EXERCISE MATERIALS:

PR #1832, opened 2019-01-18
support advertise address and listen on 0.0.0.0

### LINKED ISSUE #1735: When binding to 0.0.0.0, Pilosa should not use that as its advertised address
### Description

This is somewhat related to #1718, but can be accomplished without it. Currently binding to 0.0.0.0 means that Pilosa will set its URI to 0.0.0.0 and so no other hosts will be able to contact it on that address. We should make an effort to look up an actual IP address which Pilosa is listening on once it's bound and set that as the URI instead. This is a somewhat fraught issue in the case of multiple NICs, but anything we can do will be strictly better than the alternative of just using 0.0.0.0. I believe memberlist has code to do this already, so we could try to steal that.

It's possible to stand up a Pilosa cluster with each node binding to 0.0.0.0, so that it's possible to talk to each node on it's own localhost, but the cluster also works.

travisturner:
## Overview

This PR adds support for advertise address by using a new config
option `advertise-addr`, or by defaulting its value to that
specified in `listen-addr`. Also replaces `bind` with `listen-addr`.

Also adds support for listening on 0.0.0.0 by trying to determine
the preferred outbound IP to use for the advertise address.

Fixes #1735

TODO:
- [x] Update the docs if the changes here are agreed upon

## Pull request checklist

## Code review checklist

### DIFF
--- a/ctl/server.go
+++ b/ctl/server.go
@@ -26,6 +26,7 @@ func BuildServerFlags(cmd *cobra.Command, srv *server.Command) {
 	flags := cmd.Flags()
 	flags.StringVarP(&srv.Config.DataDir, "data-dir", "d", srv.Config.DataDir, "Directory to store pilosa data files.")
 	flags.StringVarP(&srv.Config.Bind, "bind", "b", srv.Config.Bind, "Default URI on which pilosa should listen.")
+	flags.StringVar(&srv.Config.Advertise, "advertise", srv.Config.Advertise, "Address to advertise externally.")
 	flags.IntVarP(&srv.Config.MaxWritesPerRequest, "max-writes-per-request", "", srv.Config.MaxWritesPerRequest, "Number of write commands per request.")
 	flags.StringVar(&srv.Config.LogPath, "log-path", srv.Config.LogPath, "Log path")
 	flags.BoolVar(&srv.Config.Verbose, "verbose", srv.Config.Verbose, "Enable verbose logging")
@@ -49,6 +50,9 @@ func BuildServerFlags(cmd *cobra.Command, srv *server.Command) {
 
 	// Gossip
 	flags.StringVarP(&srv.Config.Gossip.Port, "gossip.port", "", srv.Config.Gossip.Port, "Port to which pilosa should bind for internal state sharing.")
+	flags.StringVarP(&srv.Config.Gossip.AdvertiseHost, "gossip.advertise-host", "", srv.Config.Gossip.AdvertiseHost, "Host on which memberlist should advertise.")
+	flags.StringVarP(&srv.Config.Gossip.AdvertisePort, "gossip.advertise-port", "", srv.Config.Gossip.AdvertisePort, "Port on which memberlist should advertise.")
+
 	flags.StringSliceVarP(&srv.Config.Gossip.Seeds, "gossip.seeds", "", srv.Config.Gossip.Seeds, "Host with which to seed the gossip membership.")
 	flags.StringVarP(&srv.Config.Gossip.Key, "gossip.key", "", srv.Config.Gossip.Key, "The path to file of the encryption key for gossip. The contents of the file should be either 16, 24, or 32 bytes to select AES-128, AES-192, or AES-256.")
 	flags.DurationVarP((*time.Duration)(&srv.Config.Gossip.StreamTimeout), "gossip.stream-timeout", "", (time.Duration)(srv.Config.Gossip.StreamTimeout), "Timeout for establishing a stream connection with a remote node for a full state sync.")
--- a/docs/configuration.md
+++ b/docs/configuration.md
@@ -61,7 +61,7 @@ The config file is in the [toml format](https://github.com/toml-lang/toml) and h
 
 #### Bind
 
-* Description: host:port on which the Pilosa server will listen for requests. Host defaults to localhost and port to 10101. If `bind` is set to `0.0.0.0` then Pilosa will listen on all addresses.
+* Description: host:port on which the Pilosa server will listen for requests. Host defaults to localhost and port to 10101. If `bind` is set to `0.0.0.0` then Pilosa will listen on all available interfaces.
 * Flag: `--bind="localhost:10101"`
 * Env: `PILOSA_BIND="localhost:10101"`
 * Config:
--- a/docs/configuration.md
+++ b/docs/configuration.md
@@ -36,6 +36,17 @@ The config file is in the [toml format](https://github.com/toml-lang/toml) and h
 
 ### All Options
 
+#### Advertise
+
+* Description: Address advertised by the server to other nodes in the cluster and to clients via the `/status` endpoint. Host defaults to the IP address represented by `bind` and port to 10101. If `bind` is set to `0.0.0.0` and `advertise` is not specified, then Pilosa will try to determine a reasonable, external IP address to use for `advertise`.
+* Flag: `--advertise="192.168.1.100:10101"`
+* Env: `PILOSA_BIND="192.168.1.100:10101"`
+* Config:
+
+    ```toml
+    advertise = 192.168.1.100:10101
+    ```
+
 #### Anti Entropy Interval
 
 * Description: Interval at which the cluster will run its anti-entropy routine which ensures that all replicas of each fragment are in sync.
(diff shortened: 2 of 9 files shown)


server/config.go
```diff
@@ -150,3 +167,197 @@ func NewConfig() *Config {
...
+		} else {
+			advHost = listenHost
+		}
+	}
+	return advScheme, advHost, advPort, nil
+}
+
+// OutboundIP gets the preferred outbound ip of this machine.
+func OutboundIP() net.IP {
+	conn, err := net.Dial("udp", "8.8.8.8:80")
```
jaffee: what's the idea behind using 8.8.8.8:80 here? I guess Dial for udp doesn't actually contact the remote host, and we want to make sure to use an address which is external so that we have a good chance of getting an interface with an externally routable address. 

I played around with using 192.0.0.8 which is the "IPv4 dummy address", but I don't know that this is actually better - it produced the same result as 8.8.8.8:80 on my machine.

server/config.go
```diff
@@ -107,8 +123,9 @@ type Config struct {
 // NewConfig returns an instance of Config with default options.
 func NewConfig() *Config {
 	c := &Config{
-		DataDir:             "~/.pilosa",
-		Bind:                ":10101",
+		DataDir:    "~/.pilosa",
+		ListenAddr: ":10101",
+		// AdvertiseAddr: "",
```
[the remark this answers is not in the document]
travisturner: well, I think because this was a place where defaults are being defined, we were originally listing all attributes, along with the default value, and commenting out those lines which use the go default value. but it doesn't look like this pattern has been maintained, and this is the second time someone has asked about this, so i'll just remove them.

server/config.go
```diff
@@ -150,3 +167,197 @@ func NewConfig() *Config {
...
+// ValidateAddrs controls the address fields in the Config object
+// and fills in any blanks.
+// The addresses fields must be guaranteed by the caller to either be
+// completely empty, or have both a host part and a port part
+// separated by a colon. In the latter case either can be empty to
+// indicate it's left unspecified.
+func (cfg *Config) ValidateAddrs(ctx context.Context) error {
+	// TODO (2.0): Deprecate Bind.
+	if cfg.Bind != "" {
+		cfg.ListenAddr = cfg.Bind
```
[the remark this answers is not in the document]
travisturner: I agree with this.
I originally had:
```
    // TODO (2.0): Deprecate Bind.
    if cfg.Bind != "" && cfg.ListenAddr == "" {
        cfg.ListenAddr = cfg.Bind
    }
```
but the problem is that the default for `cfg.ListenAddr` gets applied before this line, so it's never empty. Let me see if I can move this deprecation check earlier in the process.

server/config.go
travisturner: I really don't know if there's an ideal way to do this. I tried using `net.Interfaces()`, but that just seems like a random choice as to which IP to return at that point. This method seemed clever, and it's returning the IP that would be used if it actually made a connection to `8.8.8.8`. But with that said, I think that target IP could be any external address. Really the only limitation is that it not be something local like `127.0.0.1`, in which case `Dial` will use a local route. Do you think changing that to `192.0.0.8` is more clear?

jaffee: I don't want anyone scanning the code to think that Pilosa needs to be able to hit 8.8.8.8 in order to work. I actually think that keeping it a known external address is probably likely to work in the most situations. I could see a case where someone screwed up a route entry and 192.0.0.0/8 gets routed to the wrong place.

So I guess let's just add a comment explaining what's going on?

tgruben: +1 on the comment.  My gut says that hack will not work without a real address.  The one test i guess we should try is to what happens when the network is totally private and unable to route to the public addresses.

jaffee: it should work @tgruben `net.Dial` with a "udp" network doesn't actually send any data over the network AFAICT. It just looks up the source IP it would use if it were to send a packet.

codysoyland: What if we used the gossip seed IP address? That would ensure it chose the correct network in the case that the NIC used to connect to the internet is not the NIC used for Pilosa. Not sure how hard it is to get that config value from this code.

server/config.go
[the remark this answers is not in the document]
travisturner: I removed all these commented lines.

ctl/server.go
```diff
@@ -26,6 +26,8 @@ func BuildServerFlags(cmd *cobra.Command, srv *server.Command) {
 	flags := cmd.Flags()
 	flags.StringVarP(&srv.Config.DataDir, "data-dir", "d", srv.Config.DataDir, "Directory to store pilosa data files.")
 	flags.StringVarP(&srv.Config.Bind, "bind", "b", srv.Config.Bind, "Default URI on which pilosa should listen.")
```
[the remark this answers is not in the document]
travisturner: `Bind` is no longer deprecated. Removed `ListenAddr` instead.

server/config.go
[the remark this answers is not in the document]
travisturner: No longer applies. I removed `ListenAddr`.

server/config.go
```diff
@@ -150,3 +167,197 @@ func NewConfig() *Config {
...
+	if err != nil {
+		return "", "", errors.Wrap(err, "looking up address")
+	}
+	return addr, port, nil
+}
+
+// LookupAddr resolves the given address/host to an IP address. If
+// multiple addresses are resolved, it returns the first IPv4 address
+// available if there is one, otherwise the first address.
+func LookupAddr(ctx context.Context, resolver *net.Resolver, host string) (string, error) {
```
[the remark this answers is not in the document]
travisturner: I moved all these to an internal test file and un-exported several functions.

travisturner:
@jaffee I rebased the latest changes into the original commit because a lot of it was undoing what had been done in that first commit, so keeping it as separate commits just added more clutter.

server/config.go
jaffee: in the case of a single node cluster, that *might* result in the node advertising localhost which the client would then pick up and try to use? I think the 8.8.8.8 approach is probably slightly safer, but neither is going to be perfect.

codysoyland: I don't think this configuration is relevant to a single-node cluster. Additionally, if you are configuring a local cluster (multiple processes on one machine), and you are configuring your gossip seed as a port on localhost, wouldn't you want to advertise on localhost?

jaffee: I'm envisioning a situation where someone is standing up a single node server. They set up bind to 0.0.0.0 and don't set up advertise. For some reason, they pass localhost as the only seed. 

When the client connects, it will do a `/status` request, and see only localhost which it will then try to use when doing imports and such.

travisturner: @codysoyland @jaffee keep in mind this lookup only applies if the `bind` address has been specified to be `0.0.0.0`. It will never happen as a default.

travisturner: @codysoyland can you describe the config situation that you're worried about?
Is it that someone would specify:
```
bind: "0.0.0.0"
advertise: ""
gossip-seeds: ["localhost:14000"]
```

travisturner: sorry, @jaffee I didn't see your response before posting this, but i think my config example described what your concern was.

codysoyland: Yeah I wasn't actually considering that the client uses the advertise url to optimize direct writes to shards. I'm not sure how that problem should be approached considering it doesn't work when Pilosa is behind a load balancer. Maybe 8.8.8.8 is the best solution but I feel like there has to be a better way.

jaffee: I'm fine with this as is - I think it's significantly better than the current state and shouldn't block merging. I do agree though that we could probably do even better, but I'm not 100% sure what that looks like.

docs/configuration.md
```diff
@@ -50,7 +61,7 @@ The config file is in the [toml format](https://github.com/toml-lang/toml) and h
 
 #### Bind
 
-* Description: host:port on which the Pilosa server will listen for requests. Host defaults to localhost and port to 10101.
+* Description: host:port on which the Pilosa server will listen for requests. Host defaults to localhost and port to 10101. If `bind` is set to `0.0.0.0` then Pilosa will listen on all addresses.
```
jaffee:
```suggestion
* Description: host:port on which the Pilosa server will listen for requests. Host defaults to localhost and port to 10101. If `bind` is set to `0.0.0.0` then Pilosa will listen on all available interfaces.
```

travisturner:
@jaffee this needs another approval after adding your commit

TASK GOAL: Search the entries for the word "seeds" and copy every line that holds it.

OUTPUT OF THE TASK:
 	flags.StringSliceVarP(&srv.Config.Gossip.Seeds, "gossip.seeds", "", srv.Config.Gossip.Seeds, "Host with which to seed the gossip membership.")
gossip-seeds: ["localhost:14000"]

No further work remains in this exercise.